The Centers for Medicare & Medicaid Services (CMS) and the Office of the National Coordinator for Health Information Technology (ONC) released proposed rules intended to increase interoperability and improve patients’ access to their health information, while reducing regulatory burden on hospitals.
The proposed rules support CMS’ MyHealthEData initiative and implement provisions of the 21st Century Cures Act.
The proposed rule on interoperability and patient access aims to increase patient access to health data, promote interoperability across providers and payers, and improve care coordination. Specifically, the rule would:
- revise the Medicare hospital conditions of participation (CoPs) to require hospitals to send electronic notifications to other providers and facilities when a patient is admitted, discharged, or transferred;
- update the frequency with which states must exchange certain data on beneficiaries dually eligible for Medicare and Medicaid to improve benefit coordination for this population; and
- make public a list of hospitals and other providers engaging in “information blocking,” or practices that create excessive barriers to increasing interoperability.
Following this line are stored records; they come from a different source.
PR #5607, opened 2025-03-05
feat: add provider instance metrics

kamiyaa:
### Description

Add provider instance metrics.
 - two int counters, one for creation, one for drop
 - This will allow us to better track how many providers we're constantly using.
 - Which will allow us to figure out if theres memory optimizations we can make by consolidating provider instances

```
hyperlane_provider_create_count
hyperlane_provider_drop_count
```

### Drive-by changes

 - updated cosmos e2e test to be more chain specific with metrics query
 - move ethereum termination_invariants into `ethereum` module
   - leave chain agnostic termination invariant functions intact

### Related issues

https://github.com/hyperlane-xyz/hyperlane-monorepo/issues/5672

### Backward compatibility

Yes

### Testing

 - add e2e tests to test metrics exists


rust/main/hyperlane-base/src/settings/chains.rs
```diff
@@ -978,6 +985,11 @@ fn build_sealevel_rpc_client(
     let middleware_metrics = chain_conf.metrics_conf();
     let rpc_client_url = connection_conf.url.clone();
     let client_metrics = metrics.client_metrics();
+
+    // increment provider metric count
+    let chain_name = PrometheusConfig::chain_name(&middleware_metrics.chain);
```
kamiyaa, line 990: Not sure if we should increment this when we create an RPC Client or when we create an actual **Provider** struct. I think its usually 1:1 anyways though.

rust/main/hyperlane-base/src/settings/chains.rs
```diff
@@ -978,6 +985,11 @@ fn build_sealevel_rpc_client(
     let middleware_metrics = chain_conf.metrics_conf();
     let rpc_client_url = connection_conf.url.clone();
     let client_metrics = metrics.client_metrics();
+
```
kamiyaa, line 988: Sealevel metric increment here

rust/main/hyperlane-base/src/settings/chains.rs
```diff
@@ -1036,6 +1053,11 @@ fn build_cosmos_wasm_provider(
 ) -> ChainResult<CosmosWasmRpcProvider> {
     let middleware_metrics = chain_conf.metrics_conf();
     let client_metrics = metrics.client_metrics();
+
+    // increment provider metric count
```
kamiyaa, line 1057: cosmos wasm provider metric increment

rust/main/hyperlane-base/src/settings/chains.rs
```diff
@@ -960,10 +960,17 @@ impl ChainConf {
             signer = self.ethereum_signer().await?;
         }
         let metrics_conf = self.metrics_conf();
-        let rpc_metrics = Some(metrics.client_metrics());
+        let client_metrics = metrics.client_metrics();
+
+        // increment provider metric countclient_metrics
```
kamiyaa, line 965: ethereum provider metric increment here

rust/main/hyperlane-base/src/settings/chains.rs
daniel-savu: it'd be much cleaner to increment in the provider constructor. We want new code that creates providers to automatically increment this metric, rather than needing it done manually

daniel-savu (commented):
Some refactoring may be needed to avoid duplication. For instance, I noticed that `SealevelRpcClient` can be instantiated in two ways: 1) via the `new` method, and 2) via the `from_rpc_client` method. 1) should call into 2) so that 2) can increment the metric.

Wherever `Clone` is derived, it should be manually implemented to increment the metric.

Also I'm not sure whether dropped providers will end up decrementing the metric - we should manually implement drop as well on the provider structs

rust/main/hyperlane-base/src/settings/chains.rs
kamiyaa: yeah, that makes sense

rust/main/chains/hyperlane-cosmos/src/providers/rpc/client.rs
```diff
@@ -132,6 +136,27 @@ impl CosmosRpcClient {
...
+    fn drop(&mut self) {
+        // decrement provider metric count
+        let chain_name = PrometheusConfig::chain_name(&self.metrics_config.chain);
+        self.metrics.decrement_provider_instance(chain_name);
+    }
+}
+
+impl Clone for CosmosRpcClient {
+    fn clone(&self) -> Self {
+        // decrement provider metric count
```
ameten, line 149:
```suggestion
        // increment provider metric count
```

ameten (approved):

rust/main/utils/run-locally/src/invariants/termination_invariants.rs
```diff
@@ -283,6 +283,8 @@ pub fn provider_metrics_invariant_met(
     .iter()
     .sum::<u32>();
 
+    log!("Provider instance count: {}", provider_count);
+
     if provider_count == 0 {
```
daniel-savu, line 288: I think there'll be at least `expected_messages` providers since we create ephemeral ones to prep each metadata, so let's use that

rust/main/chains/hyperlane-cosmos/src/providers/rpc/client.rs
```diff
@@ -132,6 +136,27 @@ impl CosmosRpcClient {
...
+impl Clone for CosmosRpcClient {
+    fn clone(&self) -> Self {
+        // increment provider metric count
+        let chain_name = PrometheusConfig::chain_name(&self.metrics_config.chain);
+        self.metrics.increment_provider_instance(chain_name);
+        Self {
+            client: self.client.clone(),
+            metrics: self.metrics.clone(),
+            metrics_config: self.metrics_config.clone(),
+        }
```
daniel-savu, line 156: nit: rename the current `CosmosRpcClient::new` to `CosmosRpcClient::from_url` and create a new method called `new` that only increments the metric and calls self like is done here, to be able to just call `CosmosRpcClient::new` from here as well

daniel-savu (approved):
some nits and then we're good to merge

rust/main/utils/run-locally/src/invariants/termination_invariants.rs
kamiyaa: Yeah, but we made it a guage, so it will always be in flux. Once the provider gets dropped, it will decrease. I'm not sure we can make any guarantees that it will be some number

daniel-savu: hm good point. In that case we can have two gauges instead, one tracking how many providers were ever created and one for how many were ever dropped. Then we'd plot the difference while still being able to check for correctness in e2e. Wdyt?

kamiyaa: oh good idea :+1:

rust/main/chains/hyperlane-cosmos/src/providers/rpc/client.rs
```diff
@@ -132,6 +145,27 @@ impl CosmosRpcClient {
...
```
daniel-savu, line 165: now that we have the `new` method, this should be
```suggestion
        Self::new(
            client: self.client.clone(),
            metrics: self.metrics.clone(),
            metrics_config: self.metrics_config.clone(),
        )
```

rust/main/utils/run-locally/src/sealevel/termination_invariants.rs
```diff
@@ -67,6 +67,7 @@ pub fn termination_invariants_met(
         RELAYER_METRICS_PORT,
         total_messages_expected,
         &hashmap! {"chain" => "sealeveltest1", "connection" => "rpc", "status" => "success"},
+        &hashmap! {},
```
daniel-savu, line 70: how come this is empty? IIUC we _are_ counting SVM provider instances, assuming an empty hashmap means we're not actually reading the provider count metric

kamiyaa: For some reason, `sealeveltest1` was only instantiating a small amount of providers. that was less than the expected message count.

daniel-savu: ah makes sense, we need to use the sealevel message count instead

PR #5612, opened 2025-03-06
fix: Move access to database into a blocking task

ameten:
### Description

Move access to database into a blocking task

The access to rocksdb is synchronous and we discovered that it take about 1 millisecond to make one retrieval of an insertion into a merkle tree from the database when we build internal merkle tree in relayer from scratch. As the result, the worker thread which executes the task, is blocked by access to the database and cannot be used to execute other scheduled tasks.

This change moves the access to the database into a separate thread in the blocking pool. It frees up the worker thread to execute other tasks.

### Related issues

### Backward compatibility

Yes

### Testing

Manual run of relayer locally

### DIFF
--- a/rust/main/agents/relayer/src/merkle_tree/processor.rs
+++ b/rust/main/agents/relayer/src/merkle_tree/processor.rs
@@ -21,6 +21,8 @@ use crate::processor::ProcessorExt;
 
 use super::builder::MerkleTreeBuilder;
 
+const PREFIX: &str = "processor::merkle_tree";
+
 /// Finds unprocessed merkle tree insertions and adds them to the prover sync
 #[derive(new)]
 pub struct MerkleTreeProcessor {
@@ -44,7 +46,7 @@ impl Debug for MerkleTreeProcessor {
 #[async_trait]
 impl ProcessorExt for MerkleTreeProcessor {
     fn name(&self) -> String {
-        format!("processor::merkle_tree::{}", self.domain().name())
+        format!("{}::{}", PREFIX, self.domain().name())
     }
 
     /// The domain this processor is getting merkle tree hook insertions from.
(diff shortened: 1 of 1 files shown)


rust/main/agents/relayer/src/merkle_tree/processor.rs
```diff
@@ -81,34 +83,57 @@ impl ProcessorExt for MerkleTreeProcessor {
...
-                .merkle_tree_retrieve_insertion_total_elapsed_micros
-                .inc_by(begin.elapsed().as_micros() as u64);
-            self.metrics.merkle_tree_retrieve_insertions_count.inc();
+    async fn next_unprocessed_leaf_task(&mut self) -> Result<Option<MerkleTreeInsertion>> {
+        let index = self.leaf_index;
+        let db = self.db.clone();
+        let metrics = self.metrics.clone();
+        let name = format!("{}::retrieval::{}::{}", PREFIX, self.domain(), index);
+        let insertion = tokio::task::Builder::new()
+            .name(&name)
```
daniel-savu, line 92: nice

rust/main/agents/relayer/src/merkle_tree/processor.rs
```diff
@@ -81,34 +83,57 @@ impl ProcessorExt for MerkleTreeProcessor {
...
+            Self::update_metrics(metrics, &insertion, &begin);
             Some(insertion)
         } else {
-            trace!(leaf_index=?self.leaf_index, "No merkle tree insertion found in DB for leaf index, waiting for it to be indexed");
+            trace!(
+                ?leaf_index,
+                "No merkle tree insertion found in DB for leaf index, waiting for it to be indexed"
+            );
             None
         };
```
daniel-savu, line 114: what's the upside of having these in `spawn_blocking`? Would've expected to only have the db read in there

daniel-savu (approved):

rust/main/agents/relayer/src/merkle_tree/processor.rs
ameten: Good catch. No actual upside. Let me refactor it.

ameten: Done

PR #5613, opened 2025-03-06
ci: Pack and Install CLI in ci

### LINKED ISSUE #5616: Build and Install the CLI in CI to test successfull builds

xeno097:
### Description

This PR adds a CI step where the CLI is locally packaged and installed

### Drive-by changes

- Update e2e tests to use locally built cli instead of relying on `yarn run`

### Issue

Fixes #5616 

### Backward compatibility

- Yes

### Testing

- Manual


.github/workflows/test.yml
paulbalaji, line 1: is there a yarn-based equivalent for this?

paulbalaji: also, i think we should move all the `yarn workspace` style cli invocations to this way in the cli e2e tests

xeno097: `yarn pack` would be the equivalent

xeno097: > also, I think we should move all the yarn workspace style cli invocations to this way in the cli e2e tests

Yes, it would be better to test using the packaged version, I'm going to update them

typescript/cli/src/tests/commands/helpers.ts
yorhodes, line 1: instead of duplicating all the invocations can we just change the command prefix?

xeno097: doesn't work, unfortunately, I tried to change the prefix programmatically, but the resulting command is not formatted correctly, resulting in the command not being correct:

image

yorhodes: you are changing the prefix with the log level var so thats a little odd to me
the args are also programmatically set in the string

xeno097: Fixed it! found out how to make it work well

.github/workflows/test.yml
```diff
@@ -119,9 +119,29 @@ jobs:
...
+          ref: ${{ github.event.pull_request.head.sha || github.sha }}
+
+      - name: install-hyperlane-cli
+        id: install-hyperlane-cli
+        uses: ./.github/actions/install-cli
+        with:
+          ref: ${{ github.event.pull_request.head.sha || github.sha }}
+
+      - name: Test run the CLI
+        run: hyperlane --version
```
paulbalaji, line 138: i don't think test is required now that cli-e2e uses the packed/installed cli

.github/workflows/test.yml
```diff
@@ -158,13 +178,20 @@ jobs:
...
+          ref: ${{ github.event.pull_request.head.sha || github.sha }}
+
       - name: Checkout registry
         uses: ./.github/actions/checkout-registry
 
       - name: CLI e2e tests (${{ matrix.test }})
         run: yarn --cwd typescript/cli test:e2e
         env:
           CLI_E2E_TEST: ${{ matrix.test }}
+          IS_CI: true
```
paulbalaji, line 194: instead of using `IS_CI`, just use `CI` - as github actions should automatically set this to true in CI https://github.blog/changelog/2020-04-15-github-actions-sets-the-ci-environment-variable-to-true/

.github/workflows/test.yml
xeno097: Wouldn't it be better to leave it for clarity so that instead of having to go to the CI logs, we can just know why tests are failing by knowing that the single cli install action failed?

paulbalaji: in that case, can we make cli-e2e not depend on this test? otherwise that's an extra 3m added to each CI run for no good reason

paulbalaji: so cli-e2e-matrix and cli-install-test can both run in parallel and overall ci time is unchanged

xeno097: sounds good!

paulbalaji (dismissed):

typescript/cli/package.json
```diff
@@ -45,13 +45,16 @@
...
-    "typescript": "5.3.3"
+    "typescript": "5.3.3",
+    "webpack": "^5.98.0",
+    "webpack-cli": "^6.0.1"
   },
   "scripts": {
     "hyperlane": "node ./dist/cli.js",
-    "build": "yarn version:update && tsc",
+    "build": "yarn version:update && tsc && yarn bundle",
+    "bundle": "rm -rf ./bundle && webpack --config webpack.config.mjs",
```
paulbalaji, line 55: do we need to bundle on every build? can we just call `yarn bundle` as part of the `yarn pack` CI step?

typescript/cli/package.json
```diff
@@ -73,7 +76,7 @@
     "node": ">=16"
   },
   "bin": {
-    "hyperlane": "./dist/cli.js"
+    "hyperlane": "./cli-bundle/cli.js"
   },
```
paulbalaji, line 80: why this change?

typescript/cli/package.json
xeno097: yes, to update the bundled build so that when we install the cli we always have the last version

paulbalaji:
lgtm but would like @cmcewen and @yorhodes to review the webpack changes

paulbalaji:
```
npm error code 127
npm error git dep preparation failed
npm error command /usr/local/bin/node /usr/local/lib/node_modules/npm/bin/npm-cli.js install --force --cache=/home/runner/.npm --prefer-offline=false --prefer-online=false --offline=false --no-progress --no-save --no-audit --include=dev --include=peer --include=optional --no-package-lock-only --no-dry-run
npm error npm warn using --force Recommended protections disabled.
npm error npm error code 127
npm error npm error path /home/runner/.npm/_cacache/tmp/git-cloneMG8r0k
npm error npm error command failed
npm error npm error command sh -c husky
npm error npm error sh: 1: husky: not found
```
https://github.com/hyperlane-xyz/hyperlane-monorepo/actions/runs/14082321382/job/39437992157?pr=5613#step:3:636

typescript/cli/package.json
```diff
@@ -49,9 +50,10 @@
...
   "scripts": {
     "hyperlane": "node ./dist/cli.js",
-    "build": "yarn version:update && tsc",
+    "build": "yarn version:update && tsc && yarn bundle",
+    "bundle": "rm -rf ./cli-bundle && ncc build ./dist/cli.js -o cli-bundle && node ./scripts/ncc.post-bundle.mjs",
```
antigremlin, line 54: Why don't we invoke `bundle` from `prepack`? (that would require removing `yarn bundle` from `build` of course)

antigremlin (commented):
The `ncc` part looks great.

typescript/cli/scripts/ncc.post-bundle.mjs
```diff
@@ -0,0 +1,42 @@
...
+const shebang = '#! /usr/bin/env node';
+const dirnameDef = `import { fileURLToPath } from 'url';
+import path from 'path';
+const __filename = fileURLToPath(import.meta.url);
+const __dirname = path.dirname(__filename);`;
+
+async function prepend() {
+  try {
+    const content = await readFile(outputFile, 'utf8');
+    if (!content.startsWith(shebang) && content.includes(dirnameDef)) {
```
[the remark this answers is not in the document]
xeno097: When working on this, I tried to run the CLI without the `__dirname` definition and the CLI was crashing because it seems that there is something that requires it. Adding it fixed the issue

.github/workflows/test.yml
```diff
@@ -153,6 +169,12 @@ jobs:
         with:
           ref: ${{ github.event.pull_request.head.sha || github.sha }}
 
+      - name: install-hyperlane-cli
+        id: install-hyperlane-cli
+        uses: ./.github/actions/install-cli
+        with:
+          ref: ${{ github.event.pull_request.head.sha || github.sha }}
+
```
yorhodes, line 177: is this used?

typescript/cli/package.json
yorhodes: agree that we dont need to bundle in build

typescript/cli/package.json
```diff
@@ -2,78 +2,75 @@
...
-    "version:update": "echo \"export const VERSION = '$npm_package_version';\" > src/version.ts"
+    "version:update": "echo \"export const VERSION = '$npm_package_version';\" > src/version.ts",
+    "prepack": "yarn bundle"
   },
   "files": [
-    "./dist",
-    "./examples",
-    "package.json"
+    "./cli-bundle",
+    "./examples"
```
yorhodes, line 64: should we not still include the pjson?

typescript/cli/scripts/ncc.post-bundle.mjs
yorhodes, line 1: im surprised this isnt handled by ncc

.github/actions/install-cli/action.yml
```diff
@@ -0,0 +1,28 @@
...
+      id: pack-cli
+      run: |
+        cd typescript/cli
+        yarn pack
+
+    - name: Install the packaged CLI
+      shell: bash
+      run: |
+        cd typescript/cli
+        npm i -g package.tgz
```
yorhodes, line 28: as discussed you will add the matrix for os and nodejs version in a followup

yorhodes (approved):

typescript/cli/package.json
xeno097: Even if not included in the `files` array explicitly, it will be when publishing 
ref https://docs.npmjs.com/cli/v8/configuring-npm/package-json#files:~:text=regardless%20of%20settings%3A-,package.json,-README

typescript/cli/scripts/ncc.post-bundle.mjs
xeno097: Yes, but at least it is something simple, and the CLI works fine without any major changes

.github/workflows/test.yml
xeno097: yep, we install the cli and then when we run the e2e tests we use the bundled cli instead of relying on the monorepo code

typescript/cli/package.json
yorhodes: got it, so this diff is an explicit removal but implicit inclusion? seems better to be explicit

xeno097: makes sense,  i'll add it back!

PR #5614, opened 2025-03-06
feat: Add chains to relayer balance overrides

Mo-Hussain:
### Description

- Add arthera, sophon and tangle to the overrides, we have to keep the balances temporarily low as we cannot acquire gas tokens for these chains at the the moment
- All three chains have had very small to no burn over the last month. 
- These overrides set the desired balance to a level higher than the already existing balance

### Testing

Manual


typescript/infra/config/environments/mainnet3/balances/desiredRelayerBalances.json
```diff
@@ -8,7 +8,7 @@
   "arbitrumnova": 0.05,
   "arcadia": 0.00952,
   "artela": 2220,
-  "arthera": 1010,
```
tkporter, line 11: I assume this was originally so high just because of the min $ usd thing?

tkporter (approved):

typescript/infra/config/environments/mainnet3/balances/desiredRelayerBalances.json
Mo-Hussain: Yes

PR #5621, opened 2025-03-06
feat: check-deploy with --registry

### LINKED ISSUE #5240: infra's check-deploy can be run with a command line arg for registry commit
This will allow verifies to not have to check out the registry commit locally themselves.

ltyu:
### Description
This PR 
- allows check-deploy to run with a `--registry` instead of having to check out the Registry branch. This is similar to how CLI's parameter.
- Update getConfigFromMergedRegistry() to fetch from the array in `--registry`
- Adds new functions getWarpCoreConfigFromMergedRegistry() and getWarpAddressesFromMergedRegistry() to fetch from the array in `--registry`
- requires `--warpRouteId` to be filled in and no longer depend on the warpRouteIds mapping

### Related issues
- Fixes #5240 

### Backward compatibility
Yes - We now fetch from the FileSystem and Github Registry instead of just FileSystem

### Testing
Manual


typescript/infra/scripts/check/check-utils.ts
```diff
@@ -63,7 +67,9 @@ export function getCheckWarpDeployArgs() {
 }
 
 export function getCheckDeployArgs() {
-  return withWarpRouteId(withModule(getCheckBaseArgs()));
+  return withGithubCommit(
+    withWarpRouteIdNoChoices(withModule(getCheckBaseArgs())),
+  );
 }
```
paulbalaji, line 73: this will break a lot of existing flows if we're now demanding that a github commit has to be required with every check-deploy call - imo it should still be optional

ltyu: it is optional though

typescript/infra/config/registry.ts
```diff
@@ -7,7 +7,10 @@ import {
   PartialRegistry,
   warpConfigToWarpAddresses,
 } from '@hyperlane-xyz/registry';
-import { FileSystemRegistry } from '@hyperlane-xyz/registry/fs';
+import {
+  FileSystemRegistry,
+  getRegistry as getMergedRegistry,
```
nambrot, line 12: Why call this merged registry? Just call this registry, to the caller, it shouldn't matter if its a mergedRegistry no?

typescript/infra/scripts/check/check-utils.ts
```diff
@@ -63,7 +67,9 @@ export function getCheckWarpDeployArgs() {
...
 
 export function getCheckDeployArgs() {
-  return withWarpRouteId(withModule(getCheckBaseArgs()));
+  return withregistryUris(
```
nambrot, line 70: Nit: 

```suggestion
  return withRegistryUris(
```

The proposed rule also would require Medicare Advantage plans, state Medicaid fee-for-service and managed care plans, qualified health plans sold on Affordable Care Act exchanges, and certain other payers to increase access to health information by:
- developing application programming interfaces (APIs) to make patient claims and other health information available through third-party applications and developers;
- making provider networks available to enrollees and prospective enrollees through API technology;
- enabling care coordination through trusted exchange networks;
- ensuring patients maintain access to their health information even as they move between plan types; and
- increasing access to health information networks to participate in nationwide exchange of data.
The proposal also includes two requests for feedback on how to improve patient identification and safety to encourage better care coordination across health care settings. The request also seeks ways to promote adoption of interoperable health IT systems across health care settings, including long-term and post-acute care, behavioral health, and settings serving dual-eligible individuals.
CMS also seeks input on promoting interoperability as part of innovative payment and service delivery models developed and tested through the Center for Medicare and Medicaid Innovation.
Meanwhile, the ONC proposed rule would implement parts of the 21st Century Cures Act related to advancing interoperability; supporting the access, exchange, and use of electronic health information; and addressing information blocking.
The proposed rule emphasizes the importance of patient access to electronic health information with a provision requiring that patients can electronically access such information at no cost.
The proposed rule creates a new certification criterion and other new standards for APIs. It also defines exceptions to the information blocking provisions of the 21st Century Cures Act.
ONC acknowledges the burden hospitals face when switching electronic health record systems and proposes to require that technology developers create ways to export electronic health information to more easily facilitate these transitions.
Both proposed rules were released on the websites of their respective agencies. Comments are due 60 days after they are posted to the Federal Register.